To join two sets, the representative of one set is connected to the representative of the other set. For example, a possible way to join the sets {1, 4, 7} and {2, 3, 6, 8}. From this on, the element 2 is the representative for the entire set and the old representative 4 points to the element 2.

The efficiency of the union-find structure depends on how the sets are joined. It turns out that we can follow a simple strategy: always connect the representative of the smaller set to the representative of the larger set (or if the sets are of equal size, we can make an arbitrary choice). Using this strategy, the length of any path will be O(log n), so we can find the representative of any element efficiently by following the corresponding path.

Implementation The union-find structure can be conveniently implemented using arrays. In the following implementation, the array link indicates for each element the next element in the path, or the element itself if it is a representative, and the array size indicates for each representative the size of the corresponding set.
Initially, each element belongs to a separate set:

for (int i = 1; i <= n; i++) link[i] = i;
for (int i = 1; i <= n; i++) size[i] = 1;

The function find returns the representative for an element x. The representative can be found by following the path that begins at x.

int find(int x) {
while (x != link[x]) x = link[x];
return x;
}

The function same checks whether elements a and b belong to the same set. This can easily be done by using the function find:

bool same(int a, int b) {
return find(a) == find(b);
}

The function unite joins the sets that contain elements a and b (the elements have to be in different sets). The function first finds the representatives of the sets and then connects the smaller set to the larger set.

void unite(int a, int b) {
a = find(a);
b = find(b);
if (size[a] < size[b]) swap(a,b);
size[a] += size[b];
link[b] = a;
}

The time complexity of the function find is O(log n) assuming that the length of each path is O(log n). In this case, the functions same and unite also work in O(log n) time. The function unite makes sure that the length of each path is O(log n) by connecting the smaller set to the larger set.

Path Compression Here is an alternative way to implement the find operation:

int find(int x) {
if (x == link[x]) return x;
return link[x] = find(link[x]);
}

This function uses path compression: each element in the path will directly point to its representative after the operation. It can be shown that using this function, the union-find operations work in amortized O(α(n)) time, where α(n) is the inverse Ackermann function which grows very slowly (it is almost a constant). However, path compression cannot be used in some applications of the union-find structure, such as in the dynamic connectivity algorithm (Sect. 15.5.4).

Prim’s algorithm

Prim’s Algorithm:

Prim’s algorithm is an alternative method for constructing minimum spanning trees. The algorithm first adds an arbitrary node to the tree, and then always chooses a minimum weight edge that adds a new node to the tree. Finally, all nodes have been added and a minimum spanning tree has been found.

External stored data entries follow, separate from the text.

PR #414, opened 2026-09-19
Normalize skin weights in the skinned vertex shaders

itsJoKr:
## Problem

glTF requires a vertex's four skin weights to sum to 1, but real exports miss by a fraction of a percent. three.js's [`Soldier.glb`](https://raw.githubusercontent.com/mrdoob/three.js/dev/examples/models/gltf/Soldier.glb) (the Mixamo Vanguard, one skinned mesh over a 49-joint rig) has **52 of 7,325 vertices** with weight sums as low as **0.9803**. It renders fine in three.js because `GLTFLoader` calls `mesh.normalizeSkinWeights()` on every skinned mesh; Unity and Unreal normalize at import.

In flutter_scene the same file grows long black spikes as the character moves away from the origin:

24 m, 3 km, 163 km

*(left to right: 163 km, 24 m, 3 km — same model, same frame of its run cycle)*

## Why it is worse here than in other engines

A joint matrix is `joint.globalTransform * inverseBindMatrices[i]`, so its **translation column carries the model's world position**, and the shader's weighted sum scales that translation along with the rotation. A vertex whose weights sum to 0.98 is placed at 98% of the world position:

| distance from origin | displacement of a 0.98 vertex |
|---|---|
| 24 m | 0.5 m (hides behind the character as a dark wedge) |
| 3 km | 59 m |
| 163 km | 3.2 km |

Engines that skin in model space and apply the world transform afterwards (Babylon, Unity, Unreal, Godot) shrink the same vertex by 2% of its *local* offset — a couple of centimetres anywhere in the world. Here the strays stay anchored near the origin while the body travels, so the mesh looks perfect at the start and progressively shatters. The joint matrices themselves were verified correct on the CPU (all 49 translations at 3000 ± 2 m at 3 km); the error is entirely the unnormalized sum.

## Fix

Normalize the four influences in `flutter_scene_skinned_body.glsl` (and identically in `flutter_scene_velocity_skinned.vert`, so the velocity pass deforms to the same positions and stray vertices don't report bogus motion vectors). A zero sum falls back to the first joint. A few ALU ops per skinned vertex.

Normalizing in the shader rather than at import defends against every asset, including ones loaded through the runtime glTF path, and matches what the loaders of the other engines already do on the user's behalf.

## Verification

Before/after at 3 km on the OpenGLES emulator (fp32, so this is not a precision effect):

before/after 3 km

Also verified at 24 m and 163 km, and on a Pixel 7a (Mali-G710) and OnePlus CPH2769 (Adreno 829), both on the Vulkan backend. The engine's frame-shot baselines near the origin changed only where the 0.5 m wedge had been.

To check a model offline: decode `WEIGHTS_0` and sum the four components per vertex; anything off 1.0 by more than ~1e-3 will show this at distance.


bdero:
Thanks, this landed in #418 with your commit and authorship intact, alongside a smoke scene that fails without the fix. It ships in 0.24.

PR #415, opened 2026-09-19
Give the joints texture a 16-texel floor

itsJoKr:
## Problem

A skin with few joints renders its later joints smeared across the scene. Seen with three.js's [`Soldier.glb`](https://raw.githubusercontent.com/mrdoob/three.js/dev/examples/models/gltf/Soldier.glb), which has a 49-joint body skin and a **2-joint visor skin** in the same file. The body rendered correctly; the visor's vertices weighted to its second joint drew as long dark blades:

visor before

`Skin._jointsTextureEdge` sizes the RGBA32F joints texture to the joint count: `max(4, nextPow2(ceil(sqrt(joints * 4))))`. The 49-joint skin gets 16×16; the 2-joint skin gets **4×4**, with joint 0 in row 0 and joint 1 in row 1. Everything past row 0 read wrong.

## What was established

- Hiding the visor node removed the blades; nothing else changed.
- Raising the floor to 16 fixed them with the visor visible, no other change.
- The 49-joint skin (already 16×16) was correct throughout.
- Reproduced on the **OpenGLES emulator at fp32**, so this is a data-layout problem, not precision.
- Vertex data checked offline: joint indices within range, weights summing to 1, layout `skinned_uv1_tangent` at 104 B/vertex, exactly 109 vertices — the input is correct.

Any skin under 17 joints used an edge below 16 (edge 4 up to 4 joints, edge 8 up to 16); full character rigs never did, which is why it surfaces on a secondary skin — a visor, a prop, a short bone chain — rather than the character.

## Mechanism (hypothesis, stated as such in the comment)

The likely cause is a row-pitch expectation in the texture upload path: at edge 16 an RGBA32F row is exactly 256 bytes, a common alignment unit, and every larger power of two is a multiple of it, while a 4×4 texture's rows are 64 bytes. I have **not** traced this through the backend, and edge 8 was not tested — the doc comment separates the observation and the fix (proven) from the mechanism (likely). If you know the actual constraint, the comment should say that instead.

## Fix

`max(4, …)` → `max(16, …)`. Costs 4 KiB per skin, which every skin of 17 or more joints already paid.

## Verification

Same frame after the change, visor visible:

visor after


bdero:
Thanks for digging into this one. I could not reproduce it, and I would like to before taking the floor, since the comment would otherwise be describing a mechanism we cannot see.

What I checked: the `skinned_animation` smoke scene already draws a 2-joint skin through a 4x4 joints texture with its second joint on row 1, and it renders correctly on every CI lane (Metal, Mesa llvmpipe, SwANGLE, SwiftShader Vulkan, WebGL2, Windows). The Soldier visor also renders correctly at 3 km on Metal and on the Android emulator with host GPU translation under both GLES and Vulkan, with only #414 applied. On the engine side, the Vulkan upload copies from a tightly packed staging buffer into an optimal-tiling image, and the GLES upload calls `glTexImage2D` with unpack alignment 1, so neither has a row-pitch dependency.

Could you share which host OS and emulator GPU mode (`-gpu host`, `swiftshader_indirect`, `swangle_indirect`) you were on, and whether you can reproduce the visor blades on the Pixel 7a or the OnePlus with #414 applied? A real-device reproduction, or a second host, would make this a documented driver workaround with a known scope and I would add it gladly. For now I am leaving it out of #418.

itsJoKr:
Yeah, I think this might be that #414 issue interfering and agent somehow got the wrong clue here. I couldn't reproduce it on any gpu in isolated test. Thanks for reviewing those other PRs, I'm closing this one.

PR #416, opened 2026-09-19
Write the normal and tangent varyings at unit length

itsJoKr:
## Problem

A model authored at centimetre scale under a 0.01 root node — the shape of many glTF exports, including three.js's [`Soldier.glb`](https://raw.githubusercontent.com/mrdoob/three.js/dev/examples/models/gltf/Soldier.glb) — lights as **solid black** on an Adreno 829 (OnePlus CPH2769, Vulkan backend): correct silhouette and shadow, only faint Fresnel rims. The same scene on the Android emulator (OpenGLES) renders correctly, as does a 45×-scaled model on the same phone. A Mali-G710 (Pixel 7a, Vulkan) is unaffected, so this is GPU-specific.

Adreno 829, before and after

## Diagnosis

The `world_normal` debug view — emulator left, Adreno right. The floor's normals are fine on both; the character's are **zero** on the Adreno.

world_normal, emulator vs phone

Ruled out first: `baseColorFactor` set to red reached the fragment shader (uniforms bind), removing the textures changed nothing (not sampling), the render targets scanned clean for NaN/Inf, vertex input locations and set/binding tables are identical between the GLES and Vulkan targets, and vertex colours are 1.0.

The chain:

1. `WorldNormalMatrix` returns the **cofactor** matrix, whose entries scale as the **square of the model scale**; its comment relies on "the later normalize" to remove the magnitude, and that normalize is in the fragment stage.
2. At a root scale of 0.01 (× a 0.98 fit) the world normal leaves the vertex stage at magnitude ≈ **1e-4**.
3. `v_normal` and `v_tangent` are **mediump varyings**; fp16's smallest normal value is 6.1e-5, so most components of a 1e-4 vector sit in the denormal range. The Adreno reads them back as zero, the fragment stage normalizes a zero vector, and every lighting term that depends on the normal collapses — only the specular Fresnel rims survive. The Mali keeps those values.

Metal and desktop GL stay fp32 and never show it. Skinning is incidental — any small-scaled model on that GPU does this.

## Fix

Write both varyings at unit length in the vertex stage (`UnitOrZero` in `normal_transform.glsl`, zero-preserving so a mesh without tangents keeps its "no tangent frame" signal), in both the unskinned and skinned bodies. Unit vectors are what fp16 represents well regardless of model scale. `PRECISION.md` gains the corresponding bullet.

## Verification

- Adreno 829: black → lit, same device and frame (above); also correct at 3 km.
- No regression on Mali-G710 at 24 m and 3 km, or on the OpenGLES emulator, where the engine's pinned frame-shot baselines were unchanged.


bdero:
Thanks, this landed in #418 with your commit and authorship intact. It ships in 0.24.

PR #418, opened 2026-09-19
Normalize skin weights and write unit-length normal varyings

bdero:
Supersedes #414 and #416, carrying both fixes with the contributor's commits. Skinned vertex shaders now normalize the four joint weights, since a joint matrix carries the model's world position and a weight sum under 1 pulls the vertex toward the origin by a growing distance as the model moves away from it. The vertex stage also writes the normal and tangent varyings at unit length, so a model authored at a small scale no longer lights black on GPUs that flush its tiny normals to zero in mediump varyings.

Adds a `skinned_weight_sum` smoke scene, a synthetic skinned mesh with weights summing to 0.98 placed 3 km from the origin, which fails without the first fix.


packages/flutter_scene/shaders/flutter_scene_unskinned_body.glsl
```diff
@@ -80,11 +80,12 @@ void main() {
       frame_info.camera_position, frame_info.depth_bias);
   gl_Position = frame_info.camera_transform * vec4(draw_position, 1.0);
   v_viewvector = frame_info.camera_position - vertex.world_position;
-  v_normal = vertex.world_normal;
+  // Unit length before interpolation (UnitOrZero, normal_transform.glsl).
+  v_normal = UnitOrZero(vertex.world_normal);
```
bdero, line 84: [P3] Update the vertex output contract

Prim’s algorithm resembles Dijkstra’s algorithm. The difference is that Dijkstra’s algorithm always selects a node whose distance from the starting node is minimum, but Prim’s algorithm simply selects a node that can be added to the tree using a minimum weight edge.

As an example, how Prim’s algorithm constructs a minimum spanning tree for our example graph, assuming that the starting node is node 1. Like Dijkstra’s algorithm, Prim’s algorithm can be efficiently implemented using a priority queue. The priority queue should contain all nodes that can be connected o the current component using a single edge, in increasing order of the weights of the corresponding edges.

The time complexity of Prim’s algorithm is O(n + m logm) that equals the time complexity of Dijkstra’s algorithm. In practice, Prim’s and Kruskal’s algorithms are both efficient, and the choice of the algorithm is a matter of taste. Still, most competitive programmers use Kruskal’s algorithm.